** Opening SOURCE MATERIAL block **

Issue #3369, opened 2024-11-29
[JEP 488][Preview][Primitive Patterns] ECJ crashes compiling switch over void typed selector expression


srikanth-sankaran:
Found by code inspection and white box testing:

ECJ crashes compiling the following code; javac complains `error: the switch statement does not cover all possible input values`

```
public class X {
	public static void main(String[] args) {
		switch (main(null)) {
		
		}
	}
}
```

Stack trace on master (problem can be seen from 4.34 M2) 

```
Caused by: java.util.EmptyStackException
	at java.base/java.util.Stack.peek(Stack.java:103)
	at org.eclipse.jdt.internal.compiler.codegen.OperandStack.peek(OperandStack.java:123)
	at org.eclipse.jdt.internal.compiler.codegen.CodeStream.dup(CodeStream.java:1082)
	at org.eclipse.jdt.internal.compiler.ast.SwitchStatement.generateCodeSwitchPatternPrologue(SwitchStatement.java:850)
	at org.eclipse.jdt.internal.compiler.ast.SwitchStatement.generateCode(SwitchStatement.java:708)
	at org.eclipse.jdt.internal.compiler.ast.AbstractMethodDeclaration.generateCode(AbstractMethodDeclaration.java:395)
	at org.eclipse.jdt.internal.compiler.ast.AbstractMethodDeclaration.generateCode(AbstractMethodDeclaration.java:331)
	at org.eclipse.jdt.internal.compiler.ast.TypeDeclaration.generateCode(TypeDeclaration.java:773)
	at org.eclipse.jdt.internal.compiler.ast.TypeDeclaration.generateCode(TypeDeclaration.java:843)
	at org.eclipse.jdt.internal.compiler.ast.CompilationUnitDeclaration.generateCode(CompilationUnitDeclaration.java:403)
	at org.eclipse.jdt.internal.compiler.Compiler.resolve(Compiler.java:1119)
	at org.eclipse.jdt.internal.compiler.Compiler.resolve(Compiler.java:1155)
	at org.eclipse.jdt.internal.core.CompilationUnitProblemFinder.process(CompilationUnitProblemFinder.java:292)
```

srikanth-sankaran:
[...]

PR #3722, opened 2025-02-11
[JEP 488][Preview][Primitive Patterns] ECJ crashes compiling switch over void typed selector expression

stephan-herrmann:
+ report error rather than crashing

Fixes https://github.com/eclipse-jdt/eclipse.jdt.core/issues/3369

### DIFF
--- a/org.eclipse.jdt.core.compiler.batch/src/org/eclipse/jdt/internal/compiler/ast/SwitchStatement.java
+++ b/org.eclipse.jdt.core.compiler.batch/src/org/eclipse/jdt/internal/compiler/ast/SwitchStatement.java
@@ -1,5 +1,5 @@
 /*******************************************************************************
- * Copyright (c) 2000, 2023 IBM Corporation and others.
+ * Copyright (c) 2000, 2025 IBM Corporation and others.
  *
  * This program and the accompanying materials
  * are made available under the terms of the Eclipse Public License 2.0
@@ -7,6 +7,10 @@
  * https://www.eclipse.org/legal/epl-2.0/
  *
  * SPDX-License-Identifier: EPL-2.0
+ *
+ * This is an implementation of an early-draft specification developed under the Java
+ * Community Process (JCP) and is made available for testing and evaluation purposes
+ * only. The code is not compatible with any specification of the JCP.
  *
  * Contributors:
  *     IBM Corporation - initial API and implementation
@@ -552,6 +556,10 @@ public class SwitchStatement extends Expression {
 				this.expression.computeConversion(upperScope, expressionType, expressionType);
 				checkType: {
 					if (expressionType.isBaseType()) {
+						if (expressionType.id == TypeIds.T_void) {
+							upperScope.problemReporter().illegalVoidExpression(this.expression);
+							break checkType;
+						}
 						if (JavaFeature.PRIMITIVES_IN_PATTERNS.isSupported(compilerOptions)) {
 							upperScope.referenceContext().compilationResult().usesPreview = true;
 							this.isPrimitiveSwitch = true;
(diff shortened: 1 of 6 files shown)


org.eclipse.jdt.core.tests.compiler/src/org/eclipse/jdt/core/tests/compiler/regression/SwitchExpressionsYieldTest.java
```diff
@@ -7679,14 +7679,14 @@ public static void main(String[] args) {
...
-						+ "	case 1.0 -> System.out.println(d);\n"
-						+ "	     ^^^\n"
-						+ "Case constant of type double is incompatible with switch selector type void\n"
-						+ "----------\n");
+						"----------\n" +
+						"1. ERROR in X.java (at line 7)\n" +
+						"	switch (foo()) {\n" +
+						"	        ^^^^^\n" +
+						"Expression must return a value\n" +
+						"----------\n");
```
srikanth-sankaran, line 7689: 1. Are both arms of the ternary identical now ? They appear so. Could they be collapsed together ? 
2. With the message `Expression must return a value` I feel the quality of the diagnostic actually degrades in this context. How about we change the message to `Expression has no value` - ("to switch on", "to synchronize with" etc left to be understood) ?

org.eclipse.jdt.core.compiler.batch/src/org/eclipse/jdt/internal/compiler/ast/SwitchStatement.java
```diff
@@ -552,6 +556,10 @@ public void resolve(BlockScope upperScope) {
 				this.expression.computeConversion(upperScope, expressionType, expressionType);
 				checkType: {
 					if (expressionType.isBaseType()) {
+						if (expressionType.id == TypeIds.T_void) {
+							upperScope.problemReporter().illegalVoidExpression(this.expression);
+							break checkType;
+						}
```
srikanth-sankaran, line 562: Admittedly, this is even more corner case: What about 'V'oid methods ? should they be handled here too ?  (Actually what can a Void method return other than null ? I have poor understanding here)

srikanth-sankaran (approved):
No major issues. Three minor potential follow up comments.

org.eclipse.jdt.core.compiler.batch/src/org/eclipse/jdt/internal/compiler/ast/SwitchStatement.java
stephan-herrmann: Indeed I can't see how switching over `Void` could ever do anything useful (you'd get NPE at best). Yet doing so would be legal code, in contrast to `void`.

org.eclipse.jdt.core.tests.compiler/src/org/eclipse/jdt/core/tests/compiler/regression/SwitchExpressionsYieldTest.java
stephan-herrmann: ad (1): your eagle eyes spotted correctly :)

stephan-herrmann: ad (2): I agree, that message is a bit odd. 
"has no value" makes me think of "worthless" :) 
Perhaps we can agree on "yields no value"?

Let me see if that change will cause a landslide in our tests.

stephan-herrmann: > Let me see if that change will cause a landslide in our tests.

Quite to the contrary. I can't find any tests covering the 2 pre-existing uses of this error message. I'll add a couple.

** Closing SOURCE MATERIAL block **

● WORK TO BE COMPLETED
Lines that contain "batch" should be pulled from the entries above and reported.

● RESPONSE TO THE EXERCISE
--- a/org.eclipse.jdt.core.compiler.batch/src/org/eclipse/jdt/internal/compiler/ast/SwitchStatement.java
+++ b/org.eclipse.jdt.core.compiler.batch/src/org/eclipse/jdt/internal/compiler/ast/SwitchStatement.java
org.eclipse.jdt.core.compiler.batch/src/org/eclipse/jdt/internal/compiler/ast/SwitchStatement.java
org.eclipse.jdt.core.compiler.batch/src/org/eclipse/jdt/internal/compiler/ast/SwitchStatement.java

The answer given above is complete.